Monday, Apr. 07, 1986

The Presidency

By Hugh Sidey

Professor Ronald W. Reagan here. He takes off his Gulf of Sidra admiral's hat, his Nicaragua freedom fighter's cap, his space-shuttle captain's helmet, his tax-and-budget reformer's Homburg, his Philippine democracy cockade--and puts on a mortarboard.

Does it in about a quarter of a second. Hasn't much time to spare these days. Slight aw-shucks duck of his head, gentle smile, a glint of fond memory behind his eyes, and for a few minutes he's standing in an old ivy hall someplace and you can almost hear the mellow chords of the glee club float with the fresh breeze through the open window.

The question: After five years in the presidency, what would you tell students about the office?

"I suppose I'd describe it in what I feel about it," says Reagan. "Some people become President. I've never thought of it that way. I think the presidency is an institution over which you have temporary custody and it has to be treated that way."

Odd answer from a man moving fleets and armies, contemplating settlements on the planet Mars, spending a trillion dollars a year.

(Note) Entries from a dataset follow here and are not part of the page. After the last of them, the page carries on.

PR #592, opened 2020-08-11
Add some control to logging before configuration file is processed

bellrichm:
Background:
I’ve got both the Simulator and MQTTSubscribe drivers using the Seasons skin running on an iPad under Pythonista and also under a-Shell. But, in both cases the ‘default’ logging doesn’t work. 
Under Pythonista, sys.platform returns ’ios’.  Using the pattern to support ‘darwin’, logger.py could be updated to support ‘ios’. But under a-Shell, sys.platform returns ‘darwin’ and access to /var/log is denied. So, I’m thinking a more general way to do the ‘initial’ (before the configuration file is read) logging setup might be useful.

A few ideas I’ve thought of are:
- Add a command line option (—skip-initial-logging?) to skip the ‘initial’ logging. This would consist of if statements around the logging calls and the obvious loss of information.
- Add a command line option (—initial-logging-to-console?) to have the ‘initial’ logging go to the console. When setting up the logger, the necessary information to log to the console would be passed in instead of an empty dictionary. This would result in default logging being in two places. First to the console then to either syslog or a rotating file.
- Add a command line option (—log-to-console?) to make logging to the console the default. If there is no [Logging] stanza in the configuration file, all logging will go the console.  This might have the added benefit that all necessary information (log information, loop packets, and archive records) to help people is in one  place, the console. This pull request is an attempt at implementing this idea.

If supporting running on the iPad is too ‘one off’’, it is easy enough to hack logger.py to remove the SyslogHandler and RotatingFileHandler if/when logger.py is updated.

Note, all of the development for this pull request was done on my iPad. WeeWX continues to amaze me.

### DIFF
--- a/bin/weeutil/logger.py
+++ b/bin/weeutil/logger.py
@@ -21,14 +21,14 @@ import weewx
 #  {value}: these are plugged in by the function setup().
 #  %(value)s: these are plugged in by the Python logging module.
 #
-LOGGING_STR = """[Logging]
+BASE_LOGGING_STR = """[Logging]
     version = 1
     disable_existing_loggers = False
 
     # Root logger
     [[root]]
       level = {log_level}
-      handlers = syslog,
+      handlers = {handlers},
 
     # Additional loggers would go in the following section. This is useful for tailoring logging
     # for individual modules.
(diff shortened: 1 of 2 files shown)


tkeffer:
My apologies, but I'm trying to understand what problem we are trying to solve. You say "initial" logging doesn't work. By this, I assume you mean logging from when the program starts up, until the first time `weeutil.logger()` is called. If so, this is a brief period, well before any drivers or services get instantiated.

Or, do you mean something else? Perhaps the "default logging", rather than "initial logging", configuration?

That aside, in general, I prefer putting options in the configuration file over the command line because, that way, all the state that goes into configuring and running the program goes in one place: you don't have to ask a user, "What command line options did you use?"

bellrichm:
Tom,
No apologies are necessary. This is definitely an edge case and I am fine with closing it.
The ‘problem’ is the logger setup before the config file is read/processed , around line 80 in weewxd. In one of my environments sys.platform returns ‘darwin’. But, I don’t have write access to /var/log...  And currently there is no way to change the default logger for ‘darwin’. 
Seriously, this is such an edge case we should probably just close this.
Thanks again for WeeWX. 
rich

PR #597, opened 2020-08-29
Bugfix : Wrong behaviour of to_float under Python2

moonpyk:
The to_float function was not interpreting unicode strings properly under Python 2. The function now uses the six.string_types method like to_int does

### DIFF
--- a/bin/weeutil/weeutil.py
+++ b/bin/weeutil/weeutil.py
@@ -1245,7 +1245,7 @@ def to_float(x):
     >>> print(to_float(None))
     None
     """
-    if isinstance(x, str) and x.lower() == 'none':
+    if isinstance(x, six.string_types) and x.lower() == 'none':
         x = None
     return float(x) if x is not None else None
 


tkeffer:
I guess I'm not seeing this. Under Python 3, `six.string_types` is a synonym for `str`. 

Can you give me an example of where the present code was failing?

moonpyk:
Oh deary me I misstyped, the function doesn't behave correctly on python 2 ! 

Try to configure your Season skin with line_gap_fraction = None. under WeeWX 4.1 on python 2, the function will fail with message "TypeError: float() argument must be a string or a number" under Python3 it works correctly like before. 

Or simpler test case : `
to_float(u'None') -> Error
`
If the string is coming from configobj under python2 we're gonna have an error.

Cheers,

tkeffer:
Thanks, Clément, for catching this. I added some regression tests.

moonpyk:
You're welcome, have a wonderful day :)

Issue #601, opened 2020-09-05
Modernize heat index


tkeffer:
Heat index was originally based on a chart from Steadman (1979), but there are now more modern ways of computing it.  See the formula offered by the NWS

https://www.wpc.ncep.noaa.gov/html/heatindex_equation.shtml

PeterQuinn925:
This does look easy. Just to make sure I'm not missing anything - It's updating the heatindexF and heatindexC functions in wxfomrulas.py to use the equations in the link rather than what's there now. Right?

tkeffer:
That's it!

The link describes a two-step process, which I think is important to follow. If we're going to do it right, let's do it right!

When you're done, make sure you double check the tests for heat index (in `bin/weewx/tests/test_wxformulas.py`). Because the algorithm changed, the results will probably change. Make sure you're getting the correct result.

PeterQuinn925:
Ok. Done it. I don't know how to test the tests, but I've updated the code and the test results.

I have no intuitive understanding of heat index. I don't live in an area where it's a meaningful stat. I followed the recipe and tested it and I think it's right.

tkeffer:
Fixed in commit https://github.com/weewx/weewx/commit/4a0a9c1b488da5ac952735ddddfc25097aec02f4

tkeffer:
I'm a little suspicious of the results. Is it proper for heat index to be less than the sensible temperature? Take today. Outside temperature is a bit over 40, humidity about 80%. Here is today's plot of wind chill and heat index.

![image](https://user-images.githubusercontent.com/3321259/97062397-9026e580-154f-11eb-8ae7-564dcb42f79d.png)

The Wind Chill line is effectively the outside temperature (`outTemp`), so heat index is well below `outTemp` for long periods of time.

If you look at the [NOAA heat index calculator](https://www.wpc.ncep.noaa.gov/html/heatindex.shtml), it shows the same results.  But, the [heat index chart](https://www.weather.gov/safety/heat-index) does not go below 80F.

PeterQuinn925:
I guess I didn't do it right.

tkeffer:
No, you did good! The implementation is correct. Remember, NOAA's own heat index calculator gives the same results.

I'm just wondering if its appropriate for temperatures below 80°F.

duane-nepa:
I don't think it's appropriate for temperatures below 80F. Looking for a reference other than the NOAA graph and memory.

duane-nepa:
From Part 1.
[...]

PR #602, opened 2020-09-06
Modernize heat index #601

PeterQuinn925:


tkeffer:
I interpreted the [instructions](https://www.wpc.ncep.noaa.gov/html/heatindex_equation.shtml) a little differently. They say

> In practice, the simple formula is computed first and the result averaged with the temperature. If this heat index value is 80 degrees F or higher, the full regression equation along with any adjustment as described above is applied.

I take this to mean that `HI` should be calculated first, then averaged with `T`. If the resultant value is `<80`, then you use `HI`. Otherwise, you use the full regression algorithm.

What do you think?

tkeffer:
Fixed in commit https://github.com/weewx/weewx/commit/4a0a9c1b488da5ac952735ddddfc25097aec02f4

PR #610, opened 2020-09-27
add ability to select the y-axis to label

brentfraser:


tkeffer:
Nicely done!

One last small task: put in a one or two line note in the change log (`docs/changes.txt`), mentioning the new feature, and referencing the issue and PR numbers. Follow the example of other changes. Put it under the V4.2.0 changes.

bobskisan:
I've tried to implement the scale on both sides of the graphs which works when I manually run wee_reports but the next time it updates automatically it reverts back to just the left side. I have been putting y_label_side = both in the Seasons skin.conf
    [[day_images]]
        x_label_format = %H:%M
        bottom_label_format = %x %X
        time_length = 97200 # 27 hours
        y_label_side = both
Is this the correct place to put it. If not where should it go? I have tried various other places with the same result.

Thanks
Bobski

tkeffer:
That would be a first.

That's the correct place to set the option.

Delete all your plots. Then set `debug=1`, then restart weewxd, then post the log from startup through the first reporting cycle. Once that's done, double check the resulting plots and see how they turned out.

bobskisan:
Somewhere along the process I have done a reboot and it works well after the reboot. Not sure what was happening.

Thanks
Bobski

PR #621, opened 2020-11-25
cc3000 udev rule doesn't work on Raspbian.

chaunceygardiner:
Raspberry Pi OS (Buster) needs the subsystem to be specified on this rule (peculiarly, the unmodified rules work fine on Debian Buster on my NUCs).


tkeffer:
I assume this version works on your NUC as well?

chaunceygardiner:
Yes, this version all works on the NUC.  Thanks for taking the change.

PR #626, opened 2020-12-26
expand directives in [[Calculations]] to allow bindings to be optionally

g-eddy:
specified (none specified = all bindings) e.g. mydata = software,archive

--as discussed in forum

### DIFF
--- a/bin/weewx/drivers/simulator.py
+++ b/bin/weewx/drivers/simulator.py
@@ -141,7 +141,10 @@ class Simulator(weewx.drivers.AbstractDevice):
     def trim_observations(self, stn_dict):
         """Calculate only the specified observations, or all if none specified"""
         if 'observations' in stn_dict and stn_dict['observations'] is not None:
-            desired = [x.strip() for x in stn_dict['observations'].split(',')]
+            desired = stn_dict['observations']
+            if isinstance(desired, str):
+                # convert comma-separated string to list
+                desired = [x.strip() for x in desired.split(',')]
             for obs in list(self.observations):
                 if obs not in desired:
                     del self.observations[obs]
--- a/bin/weewx/wxservices.py
+++ b/bin/weewx/wxservices.py
@@ -23,8 +23,18 @@ class StdWXCalculate(weewx.engine.StdService):
         """Initialize an instance of StdWXXTypes"""
         super(StdWXCalculate, self).__init__(engine, config_dict)
 
-        # Get the dictionary containing the calculations to be done. Default to no calculations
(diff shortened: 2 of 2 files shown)


tkeffer:
A few comments:

1. In general, you want to do one fix or change per PR. The fix for the simulator was dealt with in commit https://github.com/weewx/weewx/commit/d9a4daac4d63498126426c4b0e772654c1c505b1, so this PR cannot be accepted without affecting that.
2. Options parsed by `ConfigObj` are strings, unless they contain one or more commas, in which case they are a `list`. So,

         pressure = prefer_hardware

    will be parsed as a string, while

        pressure = prefer_hardware,
        pressure = prefer_hardware, loop

    will be parsed as lists. To deal with this problem, there is the function `weeutil.weeutil.option_as_list()`, which *always* returns a list. This way options can be treated consistently.
3. This means entries in `self.calc_dict` are either one- or two-element lists.
4. Make the decision on whether to apply the calculation in `new_loop_packet()` and `new_archive_record()`. If an observation type has a one-element list, apply the default, which is to do the calculation. If it's a two-element list, look at the second element to decide whether to apply the calculation.
5. This leaves `do_calculations()` almost untouched. You need only change this

        directive = self.calc_dict[obs]

    to this

        directive = self.calc_dict[obs][0]

6. Would suggest lower-casing the second element, so either `LOOP` or `loop` is accepted.

tkeffer:
Just thought of two other things:

7. The PR should be applied against the `development` branch. In general, new features belong in `development`, fixes in `master`.
8. As you suggested, it will need an entry in the User's Guide.

g-eddy:
but do_calculations() is responsible for walking the list of calculations, and the decision is made per-calculation.
for new_loop_packet() and new_archive_record() to make the per-calculation decision, walking the list will have to be moved from do_calculations() into both of them.
or, instead of new_loop_packet() passing ‘loop’ into do_calculations() and decision made in there, new_loop_packet() could apply a filter to the list of calculations and pass the filtered list to do_calculations

are you wanting me to refactor my code and resubmit?
(i guess i can undo a commit and roll forward again with your changes)
____________
Graham Eddy

tkeffer:
You're right. So, the decision must be made in `do_calculations()`. Still, I'd prefer to use lists, not strings. For one thing, you could get fooled by an observation name like `archive_temperature`.

Because you need to change branches, and because you'll need to untangle the simulator changes from the `wxservices` changes, it's probably best that we close this PR, and submit a new one.

On your end, you'll have to either undo the `master` commits from your copy, or do a new fork.

PR #627, opened 2020-12-26
Windchill bugfix (for unit system METRICWX)

edi-x:
Windchill is not calculated right with unit system METRICWX because the wind speed uses the unit mps but the current calculation treats the wind speed as kph.


tkeffer:
Thanks for spotting this. I modified your PR slightly so it was backwards compatible.
commit https://github.com/weewx/weewx/commit/064c97424d8b27d8eadaedc6eec1455d83d5a0a4

PR #742, opened 2023-03-06
Added new source samiljo_se and updated readme.md+info.md

Lance0095:
Added new source script and markdown for samiljo_se. Updated README.md+info.md using update_docu_links.py. Output from test_sources.py appended below.

gustaf@DESKTOP-VQOFJKP:/mnt/c/hacs_waste_collection_schedule/custom_components/waste_collection_schedule/waste_collection_schedule/test$ python3 test_sources.py -s samiljo_se
Testing source samiljo_se ...
  found 30 entries for Test1
  found 46 entries for Test2
  found 43 entries for Test3


mampfes:
Thanks for your contribution.

After merging, I discovered 2 minor issues:

1. `Fyrfackskärl 1 (Helgvecka - hämtningsdagen kan avika)` is quite long and and will be a pain if someone wants to set an alias for it. Can you come up with a shorter name?
2. For test case 3 is get the following error on my machine. Do you see the same error?

```
./test_sources.py -s samiljo_se -t
Testing source samiljo_se ...
  found 30 entries for Test1
  found 46 entries for Test2
  Test3 failed: 'NoneType' object has no attribute 'contents'
      File "/home/steffenz/tmp/hacs_waste_collection_schedule/custom_components/waste_collection_schedule/waste_collection_schedule/test/./test_sources.py", line 84, in main
        result = source.fetch()
      File "/home/steffenz/tmp/hacs_waste_collection_schedule/custom_components/waste_collection_schedule/waste_collection_schedule/source/samiljo_se.py", line 104, in fetch
        str(wasteday_wastetype.find("div", "styleInteIdag").contents).strip(
    AttributeError: 'NoneType' object has no attribute 'contents'
```

Lance0095:
Yes, today I have the same error. Apparently the tag changes on collection
day. Will issue a pull request with a fix.

For the naming I see two approaches. Using the short coded name without the
NAME_MAP (e.g. HKARL1 and HKARL1-H) and letting the user use an alias in
Home Assistant. Or as you suggested a shorter naming scheme e.g.
"Fyrfackskärl 1 - Helgvecka".

The long name is due holidays "Fyrfackskärl 1 (Helgvecka - hämtningsdagen
kan avvika)" translates to "Four compartment bin 1 (Week containing a
public holiday - collection day might deviate"


Den tis 7 mars 2023 kl 07:36 skrev Steffen Zimmermann <
***@***.***>:

mampfes:
Ok, I see.

In general I prefer that the users set their favorite names via the alias option - and there is no name mapping in the sources. But the precondition is that the users are able to understand the original names and can map them to something else. And with "HKARL1" and "HKARL1-H" I have my doubts. Or what do you think?
So in that case (in which the user can't map the original name provided by the source) cannot map, it is ok for me to add a simple name mapping in the source. "Fyrfackskärl 1 - Helgvecka" would be ok for me. Maybe it is worth to add a note to the documentation aso.

Lance0095:
The short coded name are for sure more difficult to understand. Will add a note in documentation regarding "Helgvecka" and the meaning of it.

Another problem is the unknown waste/bin types. There are several waste/bin types that i don't have a more common name (42 to be exact, list appended below). As long as I don't have a test case were these are included I won't be able to decode them to a more common name. 
I have made a solution that would in the case of a bin not matching the NAME_MAP output the short coded name instead. I don't know if this is the best solution. 
+Works for all bin types, with the caveat that some will have the short coded name.
-Breaking change for anyone using the short coded name if one would add one or more of these to the NAME_MAP.

if waste

Another solution would be to output nothing for unknown types and then add the new types when a user issues a complaint. One could in this case have a print statement that would show when running test_sources.py
+Won't work for any types not in NAME_MAP.
-No breaking changes.

if waste print


HKARL1-F
HKARL1-HK
HKARL1-HK-H
HKARL1-HK-F
HKARL2-F
HREST-F
HREST-HK
HREST-HK-H
HREST-HK-F
HOSORT-F
HMAT-F
FKARL1
FKARL1-F
FKARL1-H
FKARL1-HK
FKARL1-HK-H
FKARL1-HK-F
FKARL2
FKARL2-H
FREST
FREST-F
FREST-H
FREST-HK
FREST-HK-H
FREST-HK-F
FOSORT
FOSORT-H
FOSORT-F
FMAT
FMAT-H
FMAT-F
TRG
TRG-H
TRG-F
MAT
MAT-H
MAT-F
SKARL1
SKARL2
SREST
SMAT
SOSORT

Lance0095:
May have found a solution to the unmapped names. I'm searching through the address database for possible test cases not matching the NAME_MAP. Hoping to not get banned during this.

Lance0095:
I have now searched through all addresses and mapped the new bin types I found with a common name. There are still a few missing (24) but there are currently no street addresses that are using them.

Lance0095:
Do you want me to add the search script I made for mapping the different bin types? If so where?

mampfes:
Yes, this would be great. You can add it to the services folder.

PR #757, opened 2023-03-12
adding swindon_gov_uk

joshwillcock:
New source for Swindon Borough Council.
Provides Waste, Plastic, Recycling & Green bin (if subscription exists).
4 test cases currently have 2 with green waste subscription & 2 without.


mampfes:
Thanks for your contribution.

Issue #727, opened 2023-03-02
Request: Mein-Abfallkalender.de


TheBassfly:
I would love to see an integration for the "mein-abfallmalender.de"

I couldn't make the ICS Import to work correct.

Thank you:

https://eppstein.mein-abfallkalender.de

mampfes:
What was the problem with ics?

I did a short test with mein-abfallkalender.de and the ics source and it worked:
Select your adress in the web page, then go to "Termine iCal / WebCal". Set "Erinnerung" to "keine Erinnerung" and set "Verwendung" to "Termine via WebCal Protokoll abonnieren (Allgemein)". You then get a webcal and a http link. Use the http link with the ics source.

Example:
http://eppstein.mein-abfallkalender.de/ical.ics?sid=19799&cd=inline&ft=noalarm&fu=webcal_other&fp=next_30&wids=494,495,496,498,497,499,502,500,513,501&uid=263834&pwid=d9caede3b1&cid=80

TheBassfly:
Maybe I need some advanced help.

The Integration got an error in the log:

2023-03-06 18:51:23.153 WARNING (SyncWorker_3) [homeassistant.loader] We found a custom integration waste_collection_schedule which has not been tested by Home Assistant. This component might cause stability problems, be sure to disable it if you experience issues with Home Assistant
2023-03-06 18:51:23.157 WARNING (SyncWorker_3) [homeassistant.loader] We found a custom integration govee which has not been tested by Home Assistant. This component might cause stability problems, be sure to disable it if you experience issues with Home Assistant
2023-03-06 18:51:23.159 WARNING (SyncWorker_3) [homeassistant.loader] We found a custom integration browser_mod which has not been tested by Home Assistant. This component might cause stability problems, be sure to disable it if you experience issues with Home Assistant
2023-03-06 18:51:23.161 WARNING (SyncWorker_3) [homeassistant.loader] We found a custom integration eufy_security which has not been tested by Home Assistant. This component might cause stability problems, be sure to disable it if you experience issues with Home Assistant
2023-03-06 18:51:23.163 WARNING (SyncWorker_3) [homeassistant.loader] We found a custom integration ics_calendar which has not been tested by Home Assistant. This component might cause stability problems, be sure to disable it if you experience issues with Home Assistant
[...]

PR #761, opened 2023-03-14
Adding mein abfallkalender

deese:
I've added support for mein-abfallkalender.de source. 
This providers provides iCal for different cities. I've tested it with bad-vilbel and hofheim.

Thanks!


mampfes:
Hi, I really appreciate all the effort you spent in the integration of mein-abfallkalender. I have seen that they also provide a webcal link (which could be used with the ics source or with a dedicated source). So I was wondering if it wouldn't be the better choic to let the users generate a webcal link and use this as an argument for the source instead of using the wizard or the hardcore variant. From my experience, even the wizard is too complex for many users.

mampfes:
I tried the webcal link with the ICS source and it works perfect. There are 2 important things to mention:

1. Don't forget to add your email address, otherwise the generated webcal links don't work.
2. Replace webcal:// with https:// when the adding to the configuration.

For me, this approach looks much simpler than using a wizard of extracting 5(?) argument from the webcal URL.

t-pohl:
Just wondering because this is exactly what I need: How do I integrate now a city which uses "mein abfallkalender"? Couldn't figure that out so far as I also cannot find it in the [Supported Service Providers](https://github.com/mampfes/hacs_waste_collection_schedule/blob/master/README.md#supported-service-providers).

mampfes:
@t-pohl mein-abfallkalender.de is supported via the generic ICS source - see description above.

Example configurations for ICS are not listed in the Supported Service Providers list so far. I already have this in mind, but didn't find a good solution so far.

t-pohl:
Got it to work using [this steps here](https://github.com/mampfes/hacs_waste_collection_schedule/issues/727). Would be cool to make this more prominent in the README. Otherwise really great update, thank you very much!

PR #762, opened 2023-03-15
fix: add workaround for wrong kwu deployment

paschdan:
adds a workaround for the current issue on the kwu calender, where they have deployed a version pointing to local test system


mampfes:
Thanks for your contribution.

PR #768, opened 2023-03-16
Added service samiljo_se_wastetype_searcher.py

Lance0095:
samiljo_se_wastetype_searcher.py is a servicescript used to map new waste types not yet in NAME_MAP.


mampfes:
Thanks, Lance0095

Issue #763, opened 2023-03-15
Request: can someone please add Felsberg


HolliDolli:
I did my best to understand the code, but I can't figure out to add a datasource. 
Can someone add Felsberg https://www.zva-sek.de/online-dienste/abfallkalender-2023/abfallkalender-2023.html for me?
I will take care for the upcoming years (changing existing code is much more easy :-) ), but I'm not able to transfer from another location.

Thanks.

Holger

Edit: And I forgot to mention: There is an additional problem: They added the date to the summary-text.
Testcases might be:
Felsberg/Felsberg and
Guxhagen/Guxhagen

mampfes:
fixed by #771

PR #771, opened 2023-03-17
added zva_sek_de #763

5ila5:
#763


mampfes:
Thanks for your contribution, 5ila5.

Yet therein may lie an overlooked clue about his leadership. He has never taken power for granted. Never shown arrogance in his position, never preened personally in public, always acted--whether he was right or clearly wrong--in the name of the American people. Reagan does not remove his coat in the Oval Office out of deference to the nation's tradition.

"Presidents that have come in and drastically changed traditional things --selling the yacht or something, not that I'm a yachtsman, as long as I've got my horse I'm happy--but I just have never tried to do anything of that kind because I don't think the presidency belongs to the individual."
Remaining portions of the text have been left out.